The UCLA group has enough preliminary data on time requirements to begin addressing some of these questions. “We can see that the initial intake time tapers off, and we can start modeling, based on a 40-hour week, maximum caseloads and such,” Dr. Klitzner said. Patient satisfaction outcomes will take longer to assess. “We have to be careful not to overwhelm families, and we don't want to give the impression of being too institutional, so we are not going to begin asking those questions until patients have been in the program for a while,” he said.
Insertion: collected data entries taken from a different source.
PR #4909, opened 2023-10-04
[bugfix] Fix stopping network update in parallel at max steps.

blattms:
We did only break in the loop for rank 0 and not the other ones. Hence all other processes kept iterating beyond the maximum number of allowed iterations. This lead to hard to find crashes because of non-matching MPI communication.

### DIFF
--- a/opm/simulators/wells/BlackoilWellModel_impl.hpp
+++ b/opm/simulators/wells/BlackoilWellModel_impl.hpp
@@ -1125,8 +1125,8 @@ namespace Opm {
 
             if (network_update_iteration >= max_iteration ) {
                 if (terminal_output_) {
-                    local_deferredLogger.info("maximum of " + std::to_string(max_iteration) + " iterations has been used, we stop the network update now, "
-                                              "the simulation will continue with unconvergeed network results");
+                    local_deferredLogger.info("maximum of " + std::to_string(max_iteration) + " iterations has been used, we stop the network update now. "
+                                              "The simulation will continue with unconverged network results");
                 }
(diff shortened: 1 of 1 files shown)


blattms:
I will probably selfmerge as this shoud be uncontroversial.

blattms:
jenkins build this please

GitPaean (approved):
Thanks for fixing this. It is a bug that I have to see is a little not that obvious.

opm/simulators/wells/BlackoilWellModel_impl.hpp
```diff
@@ -1122,9 +1122,12 @@ namespace Opm {
...
                     updateWellControlsAndNetworkIteration(mandatory_network_balance, relax_network_balance, dt,local_deferredLogger);
             ++network_update_iteration;
-            if (terminal_output_ && (network_update_iteration >= max_iteration) ) {
-                local_deferredLogger.info("maximum of " + std::to_string(max_iteration) + " iterations has been used, we stop the network update now, "
-                                                                                          "the simulation will continue with unconvergeed network results");
+
+            if (network_update_iteration >= max_iteration ) {
+                if (terminal_output_) {
+                    local_deferredLogger.info("maximum of " + std::to_string(max_iteration) + " iterations has been used, we stop the network update now, "
+                                              "the simulation will continue with unconvergeed network results");
```
akva2, line 1129: fix the converged while at it?

blattms: done

PR #4911, opened 2023-10-05
mark variable maybe_unused

akva2:
quells a clang warning.

### DIFF
--- a/opm/simulators/wells/MultisegmentWell_impl.hpp
+++ b/opm/simulators/wells/MultisegmentWell_impl.hpp
@@ -1441,7 +1441,7 @@ namespace Opm
         double relaxation_factor = 1.;
         const double min_relaxation_factor = 0.6;
         bool converged = false;
-        int stagnate_count = 0;
+        [[maybe_unused]] int stagnate_count = 0;
         bool relax_convergence = false;
         this->regularize_ = false;
 


opm/simulators/wells/MultisegmentWell_impl.hpp
```diff
@@ -1441,7 +1441,7 @@ namespace Opm
         double relaxation_factor = 1.;
         const double min_relaxation_factor = 0.6;
         bool converged = false;
-        int stagnate_count = 0;
+        [[maybe_unused]] int stagnate_count = 0;
```
bska, line 1444: I guess clang is smart enough to realise that nothing reads the [incremented count](https://github.com/OPM/opm-simulators/blob/900056e8d719d1569b1d6d6e4cbd7d624f2f95b6/opm/simulators/wells/MultisegmentWell_impl.hpp#L1523) once it's complete.  In any case, there's more work coming in this area&ndash;notably a refactoring to extract the common parts of `iterateWellEqWithSwitching()` and `iterateWellEqWithControl()`, so this is a good fix in the short term.

bska (approved):
Compilers are clearly getting better at analysing these kinds of data flow graphs.  I'll merge into master.

opm/simulators/wells/MultisegmentWell_impl.hpp
akva2: yeah, clang is getting annoyingly good at looking through if (false) shenanigans etc ;)

PR #4912, opened 2023-10-06
fix issue when BCPROP is not set initially

totto82:
See https://github.com/OPM/opm-models/pull/833

### DIFF
--- a/ebos/eclproblem.hh
+++ b/ebos/eclproblem.hh
@@ -1195,7 +1195,7 @@ public:
                 values.setThermalFlow(context, spaceIdx, timeIdx, boundaryFluidState(globalDofIdx, indexInInside));
             else if (type == BCType::FREE || type == BCType::DIRICHLET)
                 values.setFreeFlow(context, spaceIdx, timeIdx, boundaryFluidState(globalDofIdx, indexInInside));
-            else
+            else if (type == BCType::RATE)
                 values.setMassRate(massrate, pvtRegionIdx);
         }
     }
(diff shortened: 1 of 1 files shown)


ebos/eclproblem.hh
```diff
@@ -1193,8 +1193,10 @@ public:
                 values.setThermalFlow(context, spaceIdx, timeIdx, boundaryFluidState(globalDofIdx, indexInInside));
             else if (type == BCType::FREE || type == BCType::DIRICHLET)
                 values.setFreeFlow(context, spaceIdx, timeIdx, boundaryFluidState(globalDofIdx, indexInInside));
-            else
+            else if (type == BCType::RATE)
                 values.setMassRate(massrate, pvtRegionIdx);
+            else
```
akva2, line 1198: won't this overwrite the thermal condition from the if above this nest?

totto82: I dont think we use enableThermalFluxBoundaries much but youre right. I will fix. Thanks for noticing.

ebos/eclproblem.hh
```diff
@@ -1459,103 +1459,105 @@ public:
...
-            std::array<Scalar, numPhases> pc = {0};
-            const auto& matParams = materialLawParams(globalDofIdx);
-            MaterialLaw::capillaryPressures(pc, matParams, fluidState);
-            Valgrind::CheckDefined(pressure);
-            Valgrind::CheckDefined(pc);
-            for (unsigned phaseIdx = 0; phaseIdx < numPhases; ++phaseIdx) {
-                if (!FluidSystem::phaseIsActive(phaseIdx))
-                    continue;
+        const auto& bcprop = this->simulator().vanguard().schedule()[this->episodeIndex()].bcprop;
+        if (bcprop.size() > 0){
```
atgeirr, line 1463: If I understand correctly, unless we have a dirichlet condition we just return the initialFluidStates_[globalDofIdx], and that is not changed by this PR. The new if her is just to avoid indexing into an empty bcprop?

Nitpick: space before {

ebos/eclproblem.hh
```diff
@@ -1459,103 +1459,105 @@ public:
     const InitialFluidState boundaryFluidState(unsigned globalDofIdx, const int directionId) const
     {
         OPM_TIMEBLOCK_LOCAL(boundaryFluidState);
-        FaceDir::DirEnum dir = FaceDir::FromIntersectionIndex(directionId);
-        assert(bcindex_(dir)[globalDofIdx] > 0);
```
atgeirr, line 1463: Why remove the assert()? What are the requirements/range for this index?

atgeirr (commented):
Looks like a very minor change to me, that should be merged.

ebos/eclproblem.hh
totto82: Thanks for noticing. I just removed it during debugging and forgot to add it back.

atgeirr (approved):

totto82:
jenkins build this opm-models=833 update_data please

ebos/eclproblem.hh
totto82: Seems like adding the assert() triggered a test failure. I will investigate.

totto82: Since we now ask for the boundaryState at every boundary face (also the ones where no boundary conditions are set) we can not use assert here. I instead added a explicit check and return to avoid accessing the bcprops for  invalid indices.

PR #4919, opened 2023-10-09
Multiply well trans due to perm reduction in salt prec

daavid00:
This commit includes the reduction on the well connection transmissibilities due to salt precipitation. This is expected to change the current solutions for the cases in opm-tests including salt precipitation, i.e., the  [SPE1CASE_PRECSALT.DATA](https://github.com/OPM/opm-tests/blob/master/spe1_precsalt/SPE1CASE1_PRECSALT.DATA).

SPE1CASE1_PRECSALT_salt_production_total

### DIFF
--- a/ebos/eclproblem.hh
+++ b/ebos/eclproblem.hh
@@ -1666,6 +1666,40 @@ public:
         return this->rockCompTransMultWc_[tableIdx].eval(effectiveOilPressure, SwDeltaMax, /*extrapolation=*/true);
     }
 
+    /*!
+     * \brief Calculate the transmissibility multiplier due to porosity reduction.
+     *
+     * TODO: The API of this is a bit ad-hoc, it would be better to use context objects.
+     */
+    template <class LhsEval>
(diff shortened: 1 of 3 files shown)


ebos/eclgenericproblem.hh
```diff
@@ -352,6 +353,7 @@ protected:
     std::vector<TabulatedTwoDFunction> rockCompTransMultWc_;
     std::vector<TabulatedFunction> rockCompPoroMult_;
     std::vector<TabulatedFunction> rockCompTransMult_;
+    std::vector<TabulatedFunction> permFactTransMult_;
```
totto82, line 357: The permFactTransMult table is already in the Brine Module. Better to use that instead of creating a copy.

totto82 (commented):
Thanks. This can be merged when comments are addressed.

daavid00:
Many thanks @totto82 for your comments. I have updated the code.

totto82:
jenkins build this please

totto82:
jenkins build this please

PR #4920, opened 2023-10-10
Casting to support {fmt} v10.

kjetilly:
Due to issues with anonymous enums, newer versions of {fmt} (v10) do not seem to handle the implicit conversion from enum value to `int`. Hence we need a cast for `fmt::format`-calls involving `Matrix::block_matrix::rows` (or `cols`) to compile. This seems to only be relevant for one part of the code. 

For an isolated example, see https://github.com/kjetilly/fmt_fails_with_enum


kjetilly:
Jenkins build this please

bska (approved):

PR #4921, opened 2023-10-10
Don't Apply Regional Multipliers Twice to EDITNNC Connections

bska:
The connections entered in the `EDITNNC` keyword are already fully accounted for in the main 'update()' loop followed by the helper function `applyEditNncToGridTrans_()`.  Therefore, it is wrong to include those connections when applying `MULTREGT` to NNCs.  This commit removes the pertinent connections from the main loop in helper function `applyNncMultreg_()`.

Commit ddcafa8a91 (PR #4822) got this wrong, so pointy hat to [at]bska.


bska:
jenkins build this please

blattms:
For a minute I thought that this was probably me. :sweat_smile: 
Thanks for finding this.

Anecdotally, the project “feels” successful, Dr. Klitzner said. He mentioned the unexpected ripple effect the program, just 1 year into its 5-year Healthy Tomorrows Partnership for Children Program grant from the AAP. Exposure to the medical home mentality, it seems, has made primary care providers, specialists, ancillary health care professionals, and even administrative personnel more attuned to the auxiliary needs of all patients, not just those enrolled in the medical home project.

“Throughout the medical center, we've seen a diffusion of the medical home concept, even though the project itself is small and reaches only a small percentage of eligible patients. There's been an enhancement of translation services, cultural sensitivity, electronic medical records for care coordination, discharge planning, and an overall awareness that patients are more than their illness.”

Similarly, the residency programs have been touched.

“In our round of interviews for [pediatric] cardiology fellows, two or three of the interviewees asked about the medical home project. The fact that there's this awareness of the project and this recognition that it's a good thing is very gratifying,” Dr. Klitzner said.

And of course, there are stories like that of the teenaged mother. “She faces a lot of challenges, but because of her child's medical home, she had the confidence to take her baby home and give it a try. That's not a guarantee that everything will work out, but still, the fact that a small pilot program can have that effect is a huge payoff,” he said.